• Colposcopy Procedure

    What is a Colposcopy?

    Colposcopy is a way to view your cervix, vaginal walls and vulva with equipment that can magnify the area. Like a microscope, the colposcope allows the doctor to see more than can be observed with the eye alone. 

    Why is it Ordered?

    When you have changes on your Pap test that could lead to cancer, a colposcopy allows the doctor to view the abnormal cells under magnification. Colposcopy may be performed to assess the following conditions or problems:

    • Bleeding
    • Cervicitis
    • Genital warts
    • Human Papilloma Virus (HPV)
    • Polyps

    Procedure Description

    Similar to a Pap test, you place your feet into stirrups and your doctor inserts a speculum into your vagina. A mild vinegar or iodine solution is applied to the area with the use of large cotton swabs so abnormal areas are easier to see with the colposcope. Biopsies of these areas are sometimes performed, in which a small sample is removed with special equipment. A sample from the cervical canal may also be taken (endocervical curettage). Biopsies are sent to the laboratory for evaluation.

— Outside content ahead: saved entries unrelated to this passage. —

PR #997, opened 2020-01-31
Check for roxygen in `use_data_table()`

malcolmbarrett:
`use_data_table()` doesn't currently check for roxygen, but as this implementation uses `@import`, it seems essential, as in the case of `use_tibble()`. This PR adds a check.


jennybc:
LGTM

Issue #1407, opened 2024-01-02
Filtering by User Registration date in Members Directory


MissVeronica:
**Expected behavior**
Date selections in the Date picker 

**Describe the bug**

    Following a colposcopy in which no biopsy is performed, you should feel fine right away, and normal activities may be resumed. If you have a colposcopy with a biopsy, you may feel crampy or sore. Your doctor may prescribe a mild analgesic, if necessary.

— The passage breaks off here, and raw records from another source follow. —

Issue #1374, opened 2023-12-06
Welcome email with password reset link


ashubawork:
**Expected behavior**
If the registration form does not have a password field, the user should receive an email with a link to set a password.

**Describe the bug**
After registering a user without the “password” field, he receives an email with a login link, but cannot log in because he does not know his password.

**To Reproduce**
1. Go to Ultimate Members - Forms - edit Register Form - delete all fields except username/email
2. Try to register a new user
3. Check the "welcome email"
4. There is a link to the login page but without password we can't log in.

PR #1428, opened 2024-01-15
Add set password URL if user is registered without password

nikitasinelnikov:
- change placeholders for set password


nikitasinelnikov:
Task linked: [CU-86cucp72x Issue #1374: Welcome email with password reset link](https://app.clickup.com/t/86cucp72x)

Issue #1507, opened 2024-04-15
Set empty value for last_login_date while member directory sorting for users who set hidden last login date


nikitasinelnikov:
**Describe the bug**
You can see the correct last login order even for users who set the last login to hidden.

**Steps to reproduce**
1. Go to edit member directory and add last login date order
2. Set last login date hidden from the user's > Account > Privacy page
3. See that under the hood the last login date isn't empty and we don't handle the last login date privacy in the sorting

**Expected behavior**
We need to use `IF` condition in our mySQL queries to make the hidden last logins empty.

PR #1510, opened 2024-04-18
Last login order

ashubawork:
- exclude members from directory if last login is hidden (issue #1507)


nikitasinelnikov:
@ashubawork 
Please check this line in the custom meta table logic:
https://github.com/ultimatemember/ultimatemember/pull/1501/files#diff-2438a7a6506b82e50c27c0e90843bc9a34445abd2b08c993f3029c56b3c36ae6R963

We don't hide the users while sorting if they mark their last login hidden.

Please use the 'pre_user_query' hook to make the similar for WP_Users_Query.
We need to change this argument of the query: `$query->query_orderby`.

Thanks!

PR #1528, opened 2024-07-08
FEAT: parse shortcodes from post-restriction

### LINKED ISSUE #1527: Shortcodes from restricted access message aren't rendered
**Expected behavior**
As shortcodes within the block-restriction message are parsed I'd expect the same to happen for the page restriction message. Instead the page restriction content gets just outputted as a string .This makes it impossible to develop a more customized output as a message.

https://github.com/ultimatemember/ultimatemember/blob/7b8a7a7c039bde4539c07e049b19036192f1c133/includes/core/class-access.php#L764-L778

**Describe the bug**
The block-rescriction message get's parsed and therewith allow shortcodes. The page-message won't get parset and is way more limited.

**To Reproduce**
1. Create a shortcode that outputs anything
2. Create a dummy post and restrict the posts access to logged in users. Use the shortcode as output. Visit the site without beeing logged in and you'll see the shortcode as a text.
3. Create a second post and only restrict a gutenberg block. Use the shortcode as the output again. Visit the site and the shortcode will be rendered

**Expected behavior**
I'd expect a feature-consistency between the two options. As an alternative I'd expect hooks to customize the messages - at least a filter to parse the final output:
https://github.com/ultimatemember/ultimatemember/blob/7b8a7a7c039bde4539c07e049b19036192f1c133/includes/core/class-access.php#L777

Dominic-Marcelino:
fixes #1527

### DIFF
--- a/includes/core/class-access.php
+++ b/includes/core/class-access.php
@@ -774,7 +774,7 @@ if ( ! class_exists( 'um\core\Access' ) ) {
 				$content = sprintf( __( '%s', 'ultimate-member' ), $content );
 			}
 
-			return $content;
+			return do_shortcode($content);
 		}
 
 		/**


nikitasinelnikov:
Hi @Dominic-Marcelino 

I appreciate your suggestion. There is the late 'the_content' hook so that we can apply shortcodes only for the restriction message.
Also, I have added the hook for flexibility

Issue #1515, opened 2024-05-03
UM links to empty phone numbers


MissVeronica:
**Expected behavior**
A Phone field which is empty should not create a `<a href="tel:"></a>` link of the empty field

**Describe the bug**
Test for empty value before creating the link in `um-filters-fields.php`.
```
function um_profile_field_filter_hook__phone( $value, $data ) {
	$value = '<a href="' . esc_url( 'tel:' . $value ) . '" rel="nofollow" title="' . esc_attr( $data['title'] ) . '">' . esc_html( $value ) . '</a>';
	return $value;
}
```

**To Reproduce**
1. Remove the number (make blank) from an existing Phone field type `tel` of the Profile page
2. Add the Phone field to Members Directory  "Choose field(s) to display in extra user information section"
3. Look at the Members Directory and expand the User's Profile card to the extra user information section
4. You will find the Phone label and an empty tel link: 
```
<strong>Label:</strong>
<a href="tel:" rel="nofollow" title="Label"></a>
```
5. Other empty fields are not displayed in the Members Directory extra user information section but `tel` fields are when empty

**Expected behavior**
Keep empty fields empty without adding unnecessary html links

**Support Forum issue**
https://wordpress.org/support/topic/fax-number-3/

PR #1532, opened 2024-07-29
Fixed: UM links to empty phone numbers

yuriinalivaiko:
Issue: #1515 UM links to empty phone numbers

Empty field is displaying due to missing conditions. This condition fixes it;
```php
if ( empty( trim( str_replace( '+', '', $value ) ) ) ) {
  return '';
}
```
- str_replace( '+', '', $value ): Removes all + characters from $value.
- trim( ... ): Trims whitespace from the resulting string.
- empty( ... ): Checks if the resulting string is empty.

Also tel field was added and sanitized upon updating profile to other similar fields
```php
case 'tel':
```

### DIFF
--- a/includes/core/class-form.php
+++ b/includes/core/class-form.php
@@ -856,15 +856,13 @@ if ( ! class_exists( 'um\core\Form' ) ) {
 										case 'vimeo_video':
 										case 'soundcloud_track':
 										case 'spotify':
+										case 'tel':
 											$form[ $k ] = sanitize_text_field( $form[ $k ] );
 											break;
 										case 'multiselect':
 										case 'radio':
 										case 'checkbox':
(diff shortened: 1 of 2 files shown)


MissVeronica:
> so we could remove plus sign

Never remove the + sign from a telephone number as it's information for the caller's mobile
it's an international phone number and the phone is adding the caller's country's international prefix.

Example if I call the USA I will add `+1` where 1 is US country code to a local US number 
which the phone will translate to `0091` plus local number and the `009` is the international prefix.

Proper coding

```
if ( ! trim( str_replace( '+', '', $value ) ) ) {
   return '';
}
```

yuriinalivaiko:
Condition updated

MissVeronica:
Maybe this is better coding standard

```
if ( empty( trim( str_replace( '+', '', $value ) ) ) ) {
   return '';
}
```

yuriinalivaiko:
Yes, I believe that's better.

    What to Expect Following Colposcopy

    • Mild cramping
    • Slight vaginal bleeding
    • Thick, dark brown to black discharge due to the medicated paste used

    Your doctor will instruct you on your activity. Do not put anything in your vagina until permission is given.

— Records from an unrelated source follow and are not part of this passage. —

PR #1544, opened 2024-09-06
Action schedule integration

nikitasinelnikov:


includes/core/class-user.php
```diff
@@ -1667,7 +1670,7 @@ function password_changed( $user_id = null ) {
 				um_fetch_user( $user_id );
 			}
 
-			UM()->mail()->send( um_user( 'user_email' ), 'changedpw_email' );
+			UM()->maybe_action_scheduler()->enqueue_async_action( 'um_send_deleted_user_email', array( um_user( 'user_email' ), 'changedpw_email' ) );
```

    • Do not have sexual intercourse
    • Do not use tampons or insert other objects into your vagina
    • Do not douche

    Call your doctor if you experience any of the following:

    • Fever (greater than 100.3°F) or chills
    • Foul-smelling vaginal discharge
    • Heavy vaginal bleeding (using more than one full size sanitary napkin in an hour)
    • Severe abdominal pain

    Follow-up doctor’s visits will be scheduled to monitor your progress through Pap smears and further colposcopies.